Mettere in pratica il chi più spende meno spende senza farsi fregare
Per capire come muoversi senza finire col portafogli vuoto e la casa piena di robaccia inutile, bisogna imparare a distinguere tra un prezzo onesto e un prezzo che puzza di fregatura lontano un chilometro. Non è che devi comprare l’oro colato ogni volta che ti serve un chiodo per appendere un quadro in corridoio. Il segreto è investire su quello che usi spesso o su quello che deve garantirti un risultato sicuro e senza rischi. Se compri un trapano che deve bucare il cemento armato, non puoi pretendere che quello a batteria da quindici euro faccia il suo dovere senza andare in fiamme dopo due minuti di lavoro.
Io adesso faccio così: prima di tirare fuori i soldi, mi chiedo quanto mi costerebbe se quella cosa si rompesse domani mattina mentre la sto usando per una cosa urgente.
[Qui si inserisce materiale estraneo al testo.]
Issue #177, opened 2014-12-23
Auto increment id for accesstoken table is not sufficient for large applications


oreh:
Currently, the PK of accesstoken table is using int type (as default django table id does). But this 32-bit field can only hold around 2 billions records. The keys will be used out in a year if you have 10 millions users who generate new keys on a daily basis. 

Can we change the type from int to bigint? Or even better, can we use 'token' as the PK?

masci:
We're currently planning to support both django1.7 and south1.0 migrations, so we prefer to postpone the resolution of this issue after that.

jleclanche:
I'd like to change all IDs to use BigAutoField but this requires Django 1.10 so we might not be able to do it for a while.

PR #1029, opened 2021-11-12
Explicitly change the oauth2_provider_idtoken.application_id from bigint(20) to int(11)

jasonm:
This is a draft PR - I'm not sure this is an appropriate fix. Still investigating. I believe this is related to updating an old 0.12.0 installation to 1.5.0 and hitting an issue across #177 

Fixes #

## Checklist

- [ ] unit-test added
- [ ] documentation updated

### DIFF
--- a/oauth2_provider/migrations/0004_auto_20200902_2022.py
+++ b/oauth2_provider/migrations/0004_auto_20200902_2022.py
@@ -42,6 +42,17 @@ class Migration(migrations.Migration):
                 'swappable': 'OAUTH2_PROVIDER_ID_TOKEN_MODEL',
             },
         ),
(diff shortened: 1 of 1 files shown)


jasonm:
I see... I think the issue is that we have an existing 0.12.0 installation and want to update to 1.5.0. I see the changelog note about the merged migrations in 1.2.0. There is also the change from int PKs to bigint. Updating to 1.2.0 and running `manage.py migrate` doesn't do the trick, and I went down a small rabbit hole of writing SQL to manually move our PK/FK fields to bigint. That got stuck on having unpredictable FK constraint identifiers, so I'm going to back up and try an approach for our project that does not require upgrading this library right now.

PR #1041, opened 2021-12-16
upgrades to admin: search_fields, list_filters and raw_id_field

PetrDlouhy:
Fixes:

* long loading times of admin edit pages when many User/Token models

## Description of the Change

I defined `search_fields`, `list_filters` and `raw_id_fields` for easier management of the tokens in admin.

Not sure what to test in this.
Also I think, this doesn't need any documentation, it is pretty self-explanatory to users.

## Checklist

- [ ] unit-test added
- [ ] documentation updated

### DIFF
--- a/oauth2_provider/admin.py
+++ b/oauth2_provider/admin.py
@@ -14,7 +14,8 @@ from oauth2_provider.models import (
     get_refresh_token_model,
 )
 
-has_email = hasattr(get_user_model(), 'email')
+
+has_email = hasattr(get_user_model(), "email")
 
 
 class ApplicationAdmin(admin.ModelAdmin):
@@ -42,11 +43,9 @@ class GrantAdmin(admin.ModelAdmin):
 
 class IDTokenAdmin(admin.ModelAdmin):
     list_display = ("jti", "user", "application", "expires")
-    raw_id_fields = ("user", )
+    raw_id_fields = ("user",)
     search_fields = ("token",) + (("user__email",) if has_email else ())
     list_filter = ("application",)
-
-
 
 
 class RefreshTokenAdmin(admin.ModelAdmin):
--- a/oauth2_provider/admin.py
+++ b/oauth2_provider/admin.py
@@ -1,4 +1,5 @@
 from django.contrib import admin
+from django.contrib.auth import get_user_model
 
 from oauth2_provider.models import (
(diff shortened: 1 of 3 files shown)


PetrDlouhy:
This is my second take on this, I fixed the User without e-mail problem, that was in #723

auvipy (approved):

auvipy:
thank you

n2ygk:
In hindsight, it would probably be a good thing for the Admin UI to be documented somewhere....

PetrDlouhy:
@n2ygk Which part of the Admin UI do you think should be documented. Do you mean the UI as general? Or just the search by e-mail functionality (which don't work if there is no e-mail)?

n2ygk:
@PetrDlouhy not here, but as an update to the Tutorial it would probably be helpful to show users around the admin UI. I'll make an issue.

oauth2_provider/admin.py
```diff
@@ -38,11 +44,15 @@ class GrantAdmin(admin.ModelAdmin):
 class IDTokenAdmin(admin.ModelAdmin):
     list_display = ("jti", "user", "application", "expires")
     raw_id_fields = ("user",)
+    search_fields = ("token",) + (("user__email",) if has_email else ())
```
danlamanna, line 47: Is this valid? Searching from the admin now gives me `django.core.exceptions.FieldError: Cannot resolve keyword 'token' into field. Choices are: access_token, application, application_id, created, expires, id, jti, scope, updated, user, user_id`

PetrDlouhy:
@danlamanna You are right. Fixed in PR #1085

charettes:
FWIW it might have been better to search by `USERNAME_FIELD` of the user model instead as nothing guarantees that the email field will be indexed `USERNAME_FIELD` must be to the unique constraint defined on it.

n2ygk:
> FWIW it might have been better to search by `USERNAME_FIELD` of the user model instead as nothing guarantees that the email field will be indexed while `USERNAME_FIELD` must be to support the unique constraint defined on it.

Yes, that makes sense @charettes. A PR to change this would be appreciated.

charettes:
@n2ygk done in https://github.com/jazzband/django-oauth-toolkit/pull/1428.

PR #1046, opened 2021-12-20
support django 4.0.0

dulmandakh:
## Description of the Change

When I try do install **django-oauth-toolkit** using Poetry I get following error. So this PR fixes django 4.0.0 support.

```python
SolverProblemError

  Because no versions of django-oauth-toolkit match >1.6.0,<2.0.0
   and django-oauth-toolkit (1.6.0) depends on django (>=2.2,<4.0.0 || >4.0.0), django-oauth-toolkit (>=1.6.0,<2.0.0) requires django (>=2.2,<4.0.0 || >4.0.0).
  And because no versions of django match >4.0.0,<5.0, django-oauth-toolkit (>=1.6.0,<2.0.0) requires Django (>=2.2,<4.0.0 || >=5.0).
  So, because backend depends on both Django (^4.0) and django-oauth-toolkit (^1.6.0), version solving failed.
```

## Checklist

- [ ] unit-test added
- [ ] documentation updated

### DIFF
--- a/CHANGELOG.md
+++ b/CHANGELOG.md
@@ -15,6 +15,7 @@ and this project adheres to [Semantic Versioning](https://semver.org/spec/v2.0.0
   -->
 
 ## [Unreleased]
+* Fix Django 4.0.0 support
 
 ## [1.6.0] 2021-12-19
 ### Added
--- a/README.rst
+++ b/README.rst
@@ -50,7 +50,7 @@ Requirements
 ------------
 
 * Python 3.7+
-* Django 2.2, 3.2, or >=4.0.1
+* Django 2.2, 3.2, or >=4.0
 * oauthlib 3.1+
 
 Installation
--- a/docs/index.rst
+++ b/docs/index.rst
@@ -22,7 +22,7 @@ Requirements
 ------------
 
 * Python 3.7+
-* Django 2.2, 3.2, 4.0.1+
+* Django 2.2, 3.2, 4.0+
 * oauthlib 3.1+
 
 Index
--- a/setup.cfg
+++ b/setup.cfg
@@ -32,7 +32,7 @@ zip_safe = False
 # jwcrypto has a direct dependency on six, but does not list it yet in a release
 # Previously, cryptography also depended on six, so this was unnoticed
 install_requires =
-	django >= 2.2, != 4.0.0
+	django >= 2.2
 	requests >= 2.13.0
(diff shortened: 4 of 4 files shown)


Andrew-Chen-Wang:
Django 4.0.0 support will not be included due to a regression that caused a migration file to be created. My past experience indicates many devs actually create and migrate these in their virtual environments **on production**. When Django 4.0.1 is released, those who upgrade their Django will have migration errors if we allow support of Django 4.0.0.

Thanks for understanding.

n2ygk:
@Andrew-Chen-Wang  the problem is that we are incorrectly reporting 4.0 support in setup.cfg:
```
        Framework :: Django :: 4.0
```
So we should undo that and anywhere else where it's happening.

Also, how is it that the 4.0 tox tests are succeeding?

Andrew-Chen-Wang:
tl;dr 4.0.0 is technically compatible, and that's why tox still runs fine with 4.0.0. What  will be a massive future headache is when people make migrations on production in a virtual environment. I'd like to avoid that. [Ref past headache; this package will have it worse because it's a foreign key](https://github.com/jazzband/djangorestframework-simplejwt/pull/411)

---

@n2ygk there is no user behavior that makes 4.0.0 incompatible with django-oauth-toolkit. The problem is that a new migration file can be created. If you have a custom User model, the new migration will cause the foreign key on one of the django-oauth-toolkit tables to reference `auth.user`. But if you don't use that table, then your production environment is broken (unless the package makes changes so that your accidental migration file won't break on a future package release, [ref](https://github.com/jazzband/djangorestframework-simplejwt/pull/411)). If you're careful, you won't create the migration file; if not, your production will go down on Django 4.0.1+ release.

In our tox environment, we don't have a custom user model. There is no API that has changed, so I left the 4.0 tox running.

> So we should undo that and anywhere else where it's happening.

Perhaps...? It definitely causes confusion given 4.0.1 isn't released, but I don't really think a patch version just to say "4.0 is supported" in the trove classifier.

Andrew-Chen-Wang:
@dulmandakh Apologies for the poetry resolving problem. Poetry should have a feature to allow you to install django-oauth-toolkit from git. Install at a commit that does not include our new setup.cfg change and you should be good to go with your current production. After Django 4.0.1 release, revert back to package version number in poetry config. Sorry!

n2ygk:
Closing this PR as it won't be merged.

PR #1054, opened 2021-12-22
Clarify why Django 4.0.0 isn't supported

Andrew-Chen-Wang:
Fixes #1051 

## Description of the Change

Clarifies why Django 4.0.0 specifically isn't supported but 4.0.1 will be supported.

Updates README (for upfront dev purposes) and docs (updated CHANGELOG since that goes into our RTD for SEO/Google and RTD search engine purposes).

## Checklist

- [X] PR only contains one change (considered splitting up PR)
- [X] unit-test added
- [X] documentation updated
- [X] `CHANGELOG.md` updated (only for user relevant changes)
- [X] author name in `AUTHORS`

PR #1055, opened 2021-12-22
WIP: Add test to check whether a migration can be created

Andrew-Chen-Wang:
Fixes #1054 

## Description of the Change

~~Adds a test case to see if a Django version creates a new migration. If it does, decide whether we incorporate the change into the package itself or to simply exclude the Django version that created this regression.~~

I completely forgot this isn't a Django project, it's a package :)

## Checklist

- [ ] unit-test added
- [ ] documentation updated

### DIFF
--- a/tests/test_models.py
+++ b/tests/test_models.py
@@ -1,6 +1,7 @@
 import pytest
 from django.contrib.auth import get_user_model
 from django.core.exceptions import ImproperlyConfigured, ValidationError
+from django.core.management import call_command
 from django.test import TestCase
 from django.test.utils import override_settings
 from django.utils import timezone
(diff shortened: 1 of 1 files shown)


Andrew-Chen-Wang:
Interestingly enough, I can't actually seem to produce the error in test cases:

```python
    def test_makemigrations(self):
        try:
            call_command("makemigrations", "oauth2_provider", "--check", "--noinput", "--dry-run")
        except SystemExit:
            self.fail("Migration should be created or there is a regression in Django")
        try:
            with self.settings(AUTH_USER_MODEL="auth.User"):
                call_command("makemigrations", "oauth2_provider", "--check", "--noinput", "--dry-run")
        except SystemExit:
            self.fail("Migration should be created or there is a regression in Django")
```

Run:
```shell
tox -e py39-dj40 tests/test_models.py
```

Output:
```
tests/test_models.py ...No changes detected in app 'oauth2_provider'
No changes detected in app 'oauth2_provider'
..............^X.......^CERROR: got KeyboardInterrupt signal
```

n2ygk:
I don't think you can exec a check migrations command because the database context for tests is an in-memory database create just for the test cases to use.

n2ygk:
Closing this as no longer needed

PR #1056, opened 2021-12-23
Add migration due to noop FK from Django 4.0

Andrew-Chen-Wang:
## Description of the Change

I wanted to double check that 4.0.1 wouldn't create a new migration. Turns out, I missed a comment from the PR that mentions how a migration would still be created. The reason is because of the related_name using the placeholder itself now rather than using "oauth2_provider".

Fortunately, this migration isn't as drastic as the `auth.User` one which would have deleted data... Let me know if I'm missing anything else.

## Checklist

- [ ] unit-test added
- [ ] documentation updated

### DIFF
--- a/CHANGELOG.md
+++ b/CHANGELOG.md
@@ -23,6 +23,7 @@ and this project adheres to [Semantic Versioning](https://semver.org/spec/v2.0.0
 ### Fixed
 * #1012 Return status for introspecting a nonexistent token from 401 to the correct value of 200 per [RFC 7662](https://datatracker.ietf.org/doc/html/rfc7662#section-2.2).
 * #1068 Revert #967 which incorrectly changed an API. See #1066.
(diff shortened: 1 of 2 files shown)


n2ygk:
I'm marking this as a draft until I get a chance to dig in deeper to better understand the impact.

Unfortunately swappable models and migrations in DOT have always been a problem, with lots of manual tweaking of auto migrations required in the past. I've never completely understood the reasoning....

n2ygk:
@Andrew-Chen-Wang I'm reading the PR commit https://github.com/django/django/commit/43289707809c814a70f0db38ca4f82f35f43dbfd and don't see where it says the new migration should be created....

Andrew-Chen-Wang:
https://github.com/django/django/pull/15205#issuecomment-995474183 and its reply

n2ygk:
> [django/django#15205 (comment)](https://github.com/django/django/pull/15205#issuecomment-995474183) and its reply

Ah so it's in 4.0 release notes. The 4.0.1 thing talked about a different fix that you reported the bug for.  Got it. So we'll have this noop migration....

n2ygk (approved):

PR #1057, opened 2021-12-23
Replace RST header underline with one that pre-commit check-merge won't break on.

n2ygk:
Fixes #

## Description of the Change
Workaround problem where the precommit merge hook breaks on the 7-character doulbe-underline for AUTHORS by having a false-positive broken commit error. 

It pains me to do this but I'd rather catch actual merge conflicts than exclude checking this file.

## Checklist

- [ ] unit-test added
- [ ] documentation updated

### DIFF
--- a/AUTHORS
+++ b/AUTHORS
@@ -1,11 +1,11 @@
 Authors
-=======
+-------
 
 Massimiliano Pippi
 Federico Frenguelli
 
 Contributors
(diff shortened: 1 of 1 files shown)


n2ygk:
See https://github.com/pre-commit/pre-commit-hooks/issues/100

Issue #258, opened 2021-05-30
Replace glTF enum properties with primitives (int/string), and provide a class with known enum values


javagl:
The issue that was reported in https://community.cesium.com/t/problems-with-loading-local-3dtiles-models/12869/20 is caused by the JSON data of the GLB of the B3DM containing images that have the `"mimeType":"image/webp"`.

After drilling into the code for a few hours to find the reason for the bug (ouch) I tried to figure out a solution, but I think that the deeper problem might be that the MIME type is modeled as an `enum` in the first place. It should just be a string. 

Depending on how the decision about the output is made in the `generate-gltf-classes`, this may require a special handling for the image MIME type: The specification declares it as a string, https://github.com/KhronosGroup/glTF/blob/master/specification/2.0/schema/image.schema.json#L24 , and *usually*, an `anyOf` with `string` should still be modeled as an `enum`, but not in this case. 

(Somewhat related: There are considerations to formalize the process of extending the "set of valid MIME types", see `https://github.com/KhronosGroup/glTF/issues/1966#issuecomment-822571685`)

---

EDIT: More generally, unknown enum values should not cause "unspecified parse errors", but rather say .... "unspecified enum value X found in Y" or so. Depending on the efforts, this issue might either be generalized, or a new issue may be opened for that.

kring:
Based on the issue described here, and Marco's demonstration of the problem in #259, I think we should avoid using an enumeration as the type of _any_ glTF property. Instead, we should:

* Use the appropriate primitive type from the JSON Schema as the property type. e.g. `image.mimeType` should be declared as `std::string`.
* Provide a class with static constant properties for the known enumeration values when they are defined in the JSON Schema.
* In the generated Doxygen for the property, add a link to the generated enumeration value class.

We can't predict which enum properties will need custom values via an extension in the future, so better to just provide the flexibility everywhere from the start. We lose a bit of static typing, but I think it's a necessary cost.

Our glTF classes are meant to be able to represent every valid glTF, but make no attempt to guarantee that every valid instance of a `Model` is a valid glTF. That's the job of a validator.

javagl:
I think that this might be related: https://github.com/KhronosGroup/glTF/pull/2031 - There are considerations to replace `enum` in the schema with `const`. Maybe I'm misinterpreting something there, and I left a comment, hoping to better understand the reasoning behind that, but it might be necessary to update the code generator accordingly if this change is applied.

kring:
This was implemented in #350.

PR #259, opened 2021-05-30
Added test for unknown MIME type

javagl:
Just a draft, showing the issue https://github.com/CesiumGS/cesium-native/issues/258

PR #350, opened 2021-09-23
glTF generator enum type fixes

javagl:
This is supposed to address https://github.com/CesiumGS/cesium-native/issues/258 , 

# but ...

... how this relates to https://github.com/CesiumGS/cesium-native/pull/307 has to be sorted out. There are several loose ends to consider, summarized quickly from the tip of my head:

- In the linked PR, the `generate-gltf-classes` project has been refactored significantly
- This refactored state is only available as a *new* project (`schema-gen`)
- How this new project relates to the original project (or which refactoring steps had been undertaken exactly) is not clear
- The new project was supposed to not only generate the _structures_ and the _reader_ classes, but also the _writer_ classes (in the current `main` branch, the writer classes are written manually) 
- The new project (as of the state of the PR) cannot directly re-generate the `CesiumGltf` classes as they are. It *might* be possible to solve this quickly, but not without diving deeper into the code (and thus, it would be _not_ "quickly"...). 
- Both the old and the new project are not documented. I mean, not _at all_. \*sigh\*

---

This PR is, roughly speaking, the attempt to do the "smallest modifications" to the original code generator that allow us to write code where the `enum`s use their underlying type. The results, summarized with some examples here:

### Old integer enums:
```
struct CESIUMGLTF_API Sampler final : public NamedObject {
  static inline constexpr const char* TypeName = "Sampler";

  /**
   * @brief Magnification filter.
   *
   * Valid values correspond to WebGL enums: `9728` (NEAREST) and `9729`
   * (LINEAR).
   */
  enum class MagFilter {
    NEAREST = 9728,

    LINEAR = 9729
  };

...
  /**
   * @brief Magnification filter.
   *
   * Valid values correspond to WebGL enums: `9728` (NEAREST) and `9729`
   * (LINEAR).
   */
  std::optional<MagFilter> magFilter;

  ...

  /**
   * @brief s wrapping mode.
   *
   * S (U) wrapping mode.  All valid values correspond to WebGL enums.
   */
  WrapS wrapS = WrapS(10497);
```

### New integer enums:
```
  /**
   * @brief Known values for Magnification filter.
   */
  class MagFilter {
  public:
    static const int32_t NEAREST = 9728;

    static const int32_t LINEAR = 9729;
  };

  ...

  /**
   * @brief Magnification filter.
   *
   * Known values are defined in {@link MagFilter}.
   *
   *
   * Valid values correspond to WebGL enums: `9728` (NEAREST) and `9729`
   * (LINEAR).
   */
  std::optional<int32_t> magFilter;

  ...
  
  /**
   * @brief s wrapping mode.
   *
   * Known values are defined in {@link WrapS}.
   *
   *
   * S (U) wrapping mode.  All valid values correspond to WebGL enums.
   */
  int32_t wrapS = WrapS::REPEAT;

```

### Old string enums:

```
struct CESIUMGLTF_API AccessorSpec : public NamedObject {
  static inline constexpr const char* TypeName = "Accessor";
...
  /**
   * @brief Specifies if the attribute is a scalar, vector, or matrix.
   */
  enum class Type {
    SCALAR,

    VEC2,

    VEC3,

    VEC4,

    MAT2,

    MAT3,

    MAT4
  };

  /**
   * @brief Specifies if the attribute is a scalar, vector, or matrix.
   */
  Type type = Type();
}
```

### New string enums:
```
struct CESIUMGLTF_API AccessorSpec : public NamedObject {
  static inline constexpr const char* TypeName = "Accessor";
  ...
  
  /**
   * @brief Known values for Specifies if the attribute is a scalar, vector, or
   * matrix.
   */
  class Type {
  public:
    inline static const std::string SCALAR = "SCALAR";

    inline static const std::string VEC2 = "VEC2";

    inline static const std::string VEC3 = "VEC3";

    inline static const std::string VEC4 = "VEC4";

    inline static const std::string MAT2 = "MAT2";

    inline static const std::string MAT3 = "MAT3";

    inline static const std::string MAT4 = "MAT4";
  };

   ...
   /**
   * @brief Specifies if the attribute is a scalar, vector, or matrix.
   *
   * Known values are defined in {@link Type}.
   *
   */
  std::string type = std::string();
```

---

The code for the generated **Readers** is updated accordingly. Some places in the not-auto-generated classes will have to be updated manually - mostly `switch` statements, but a few others. Unfortunately, the code for the current **Writers** is also not auto-generated, and this may require a bunch of tedious updates that are supposed to be ... overwritten by the auto-generated writers soon. But if this is desired (depending on the priorities), I can tackle that. 

--- 

Finally... I *have* to link to [Lava Flow](https://en.wikipedia.org/wiki/Lava_flow_(programming)) here.


javagl:
I have updated the generator to use `struct` and `constexpr`, as suggested. Based on the resulting state of the generator, the following commits are

- Update of the resulting auto-generated classes
- Updating the non-auto-generated classes accordingly
- Removal of the `magic_enum` dependency (it was only used in `CesiumGltfWriter` for the enums, and is no longer required)
- Fixes for failing tests...

--- 

The update of the non-auto-generated classes was less of a hassle than I thought. The `mimeTypeToMimeString` function could be removed, and I hope/think that the [update for `mimeTypeToExtensionString`](https://github.com/CesiumGS/cesium-native/pull/350/commits/486eb57a93044827841c25a34fbc01fd199b18f5#diff-ef0bf21d3f67205425f2b5652b6bc46dec376bfb91c9e675eee9cd728b0f5393R12) makes sense. 

---

There's one question about error handling: 

Files like `Accessor.h` contained functions like

    int8_t computeNumberOfComponents(CesiumGltf::Accessor::Type type);

which are now a

    static int8_t computeNumberOfComponents(const std::string& type);

which means that the error handling becomes more important. These should at least print an error message (as marked with a few `TODO Print a warning here` markers). 

Right now, `spdlog` is a dependency of `Cesium3DTilesSelection`, with the [`spdlog-cesium.h`](https://github.com/CesiumGS/cesium-native/blob/main/Cesium3DTilesSelection/include/Cesium3DTilesSelection/spdlog-cesium.h) convenience wrapper. 

In order to use `spdlog` in `CesiumGltf` as well, one could 

- add `spdlog` as a dependency to `CesiumGltf`, and add a similar convenience header there
- move that header to `CesiumUtility`, and use it from there (most other projects, particularly `Cesium3DTilesSelection` and `CesiumGltf`, already depend on `CesiumUtility`)

I'm slightly leaning towards the latter. One concern is that it makes `spdlog` an _implicit_ part of the _public(!)_ API of `CesiumUtility`. But ... what is the "public API of `CesiumUtility`" anyhow? So this might not matter so much here. If there are any preferences, just let me know...

---

Initially, the tests failed, because there are some assumptions about the initial values for the enum members. For example, the `AccessorSpec::type` was initialized to be an empty string (because it is optional (because it does not have a default value)). But the tests assumed that it had the value `Type::SCALAR` if it was not initialized. This was fixed in the subsequent commits: Now each enum member is initialized with its default value (if that was given), or with "the first" enum value otherwise.

---

I was a bit confused about the role of the files in the `generated` directory. There had been some `.cpp` files that apparently didn't belong there, and they have been removed in https://github.com/CesiumGS/cesium-native/pull/350/commits/0f6645f34ba3d9db769b796df3870545f63382c8 (if this is an issue, I'll have another look what happened there...).

lilleyse:
I opened a follow up PR that brings us up-to-date with the latest glTF schema: https://github.com/CesiumGS/cesium-native/pull/351


> I was a bit confused about the role of the files in the `generated` directory. There had been some `.cpp` files that apparently didn't belong there, and they have been removed in https://github.com/CesiumGS/cesium-native/pull/350/commits/0f6645f34ba3d9db769b796df3870545f63382c8 (if this is an issue, I'll have another look what happened there...).

I was also confused by this.

kring:
I don't think CesiumGltf has any business logging, especially not in such a low-level function. Documenting that it returns 0 for an unknown type is sufficient. Then the caller can assert, throw an exception, or log as appropriate.

kring:
This looks good to me, let's get it merged for our release tomorrow.

javagl:
Before this becomes part of a release, it should be tested more thoroughly.

I have re-introduced the unit test that I had created in https://github.com/CesiumGS/cesium-native/pull/259 to illustrate the issue. This one passes now. 

**But**... this only means that it no longer bails out with an "Unspecified parse error".

Further tests will be necessary. Particularly: **If** there is a B3DM with a glTF with a `image/webp` MIME type, then it has to be decided where and how to handle the fact that we currently cannot decode WebP images. (Some relevant discussion on a low technical level is in https://github.com/KhronosGroup/glTF/issues/1966#issuecomment-845702479 , but how to actually detect and present that error has to be decided for our implementation).

Unfortunately, we don't have a tileset that uses WebP images. The closest that we have was a single B3DM that was provided in the forum thread https://community.cesium.com/t/problems-with-loading-local-3dtiles-models/12869/20 where this issue came up. As a _quick_ test, I just took https://github.com/CesiumGS/cesium/tree/main/Specs/Data/Cesium3DTiles/Batched/BatchedTextured , changed the `jpeg` to `webp` with a hex editor, and loaded that in CesiumForUnreal. It does no longer print the parse error, but ... it does not print an error at all: Apparently, the `mimeType` is ignored in the loader part, underlying `stb` image loader detects the actual image data (which is still JPEG) and processes it. (Well, it does not display anything ... but it also doesn't display anything for the unmodified test data, so sorting this out is a different story...). 

In order to have a real-world test, we need a tileset that actually contains a B3DM with a glTF with a WebP image. And preferably, with the same complexity as the `BatchedTextured` test, and *not* as some random, non-open, 200MB tileset that some user provided. I can try to create such tileset during the weekend, add it to the https://github.com/CesiumGS/cesium-native/tree/main/CesiumGltfReader/test/data , and create an actual test. (That test would pass iff it does not crash despite the WebP data (but prints a warning)).

And... sure, I'd fix the merge conflicts...

kring:
I tried the `Modern Office (WebP)` tileset in the cesiumlab ion account. It prints messages like this to the console:

```
LogCesium: Warning: Texture source index must be non-negative and less than 1, but is -1
```

But it otherwise loads and displays fine (no textures of course):

image

Before this PR, we got messages like this:

```
LogCesium: Error: [2021-10-01 12:18:35.240] [error] [GltfContent.cpp:44] Failed to load binary glTF from https://assets.cesium.com/17743/0material54_0.b3dm?v=4:
- JSON parsing error at byte offset 1491: Parsing was terminated.
```

And the model didn't display at all. So we could definitely do better on the warning message, but this still a major improvement.

PR #351, opened 2021-09-26
Update generated files with newer glTF schema

lilleyse:
There have been a series of language revisions to the glTF spec recently, e.g. https://github.com/KhronosGroup/glTF/pull/1997 and https://github.com/KhronosGroup/glTF/pull/2028. This PR updates the generated glTF reader files with those changes. There are no functional changes as far as I can tell, just documentation.

The `npm run generate` command now uses `CesiumGS/glTF/3d-tiles-next` instead of `kring/glTF/metadata-schema-cleanup` since https://github.com/CesiumGS/glTF/pull/10 was merged and `3d-tiles-next` branch is now synced up with KhronosGroup `main`. Also the subfolders for `EXT_feature_metadata` were removed so `1.0.0` was removed from `glTF.json`.

I built locally and spot-checked the generated Doxygen documentation, no issues.

Just as a warning, we may need to support both draft4 schemas and 2020-12 schemas once https://github.com/KhronosGroup/glTF/pull/2034 is merged since glTF will be using 2020-12 exclusively but glTF extensions and 3D Tiles will be on draft4 for at least a little bit longer.

### DIFF
--- a/CesiumGltf/include/CesiumGltf/AccessorSparse.h
+++ b/CesiumGltf/include/CesiumGltf/AccessorSparse.h
@@ -10,31 +10,27 @@
 
 namespace CesiumGltf {
 /**
- * @brief Sparse storage of attributes that deviate from their initialization
- * value.
+ * @brief Sparse storage of accessor values that deviate from their
+ * initialization value.
  */
 struct CESIUMGLTF_API AccessorSparse final : public ExtensibleObject {
   static inline constexpr const char* TypeName = "AccessorSparse";
 
   /**
-   * @brief Number of entries stored in the sparse array.
-   *
-   * The number of attributes encoded in this sparse accessor.
+   * @brief Number of deviating accessor values stored in the sparse array.
    */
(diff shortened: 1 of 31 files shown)


lilleyse:
Updated to support JSON schema 2020-12 now that https://github.com/KhronosGroup/glTF/pull/2034 is merged. The only real difference is that glTF now uses `const` instead of a single element `enum` arrays for enums. `const` was introduced in JSON schema draft6.

Screenshot from 2021-10-03 14-29-12

The code still works with draft4 since we'll need it for glTF extensions and 3D Tiles. To test that out point the code generator to `3d-tiles-next-json-schema-4`. The actual structs should be identical though some descriptions changed between draft4 and 2020-12.

The main code change was to move a lot of the enum checking into two functions `getEnumValue` and `isEnum` which handle both the draft4 and 2020-12 style of describing enums. The rest of the changes are the result of running prettier on the code.

kring:
Thanks @lilleyse!

PR #352, opened 2021-09-28
Don't ignore RTC_CENTER when it has an integer coordinate value.

kring:
Fixes problems with the "Washington State" tileset, ion asset ID 55416.

Much to my surprise, RapidJSON's `IsDouble` returns false for integers, even though `GetDouble` works and performs the expected conversion, and `IsInt64` returns true for a 32-bit integer. So in the problem tileset, one of the RTC_CENTER coordinate values happened to have an integer value, and so `IsDouble` was returning false, and so we were assuming the RTC_CENTER value was invalid and ignoring it, and so the tileset was rendered in the wrong place.

This PR checks for _any_ number and then converts it to a double.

Se il danno è superiore al risparmio iniziale, allora allungo la mano verso lo scaffale di quelli che costano un po’ di più ma che hanno una garanzia vera. Un’altra cosa che ho imparato a mie spese è guardare le recensioni, ma quelle scritte da chi il prodotto lo ha usato davvero e non da chi lo ha solo tirato fuori dalla scatola per fare la foto. Comprare meno cose, ma comprarle che funzionano, è l’unico vero modo per tenere i soldi in tasca sul lungo periodo.
Il punto è che non abbiamo abbastanza soldi per permetterci di comprare due o tre volte la stessa cosa perché la prima era una schifezza immonda. A volte sembra quasi che lo facciamo apposta a volerci far fregare, sperando nel miracolo del prezzo stracciato che però non arriva mai, se non nei sogni. La qualità ha un costo perché dietro c’è qualcuno che ha pensato a come non farti arrabbiare mentre usi quell’oggetto, usando materiali che non si spezzano solo a guardarli con intensità.
Quindi, la prossima volta che vedi un’offerta che sembra troppo bella per essere vera, fermati un secondo. Respira e pensa a dove andrà a finire quell’oggetto tra un mese esatto. Se la risposta è “nel bidone della spazzatura”, allora forse è meglio spendere quei dieci o venti euro in più subito e non pensarci più per i prossimi dieci anni. Si vive molto meglio con meno roba in giro per casa, ma che almeno faccia il suo sporco lavoro senza farti perdere la pazienza ogni volta che la tiri fuori dal cassetto. A volte il vero affare è semplicemente comprare una cosa sola, ma quella giusta.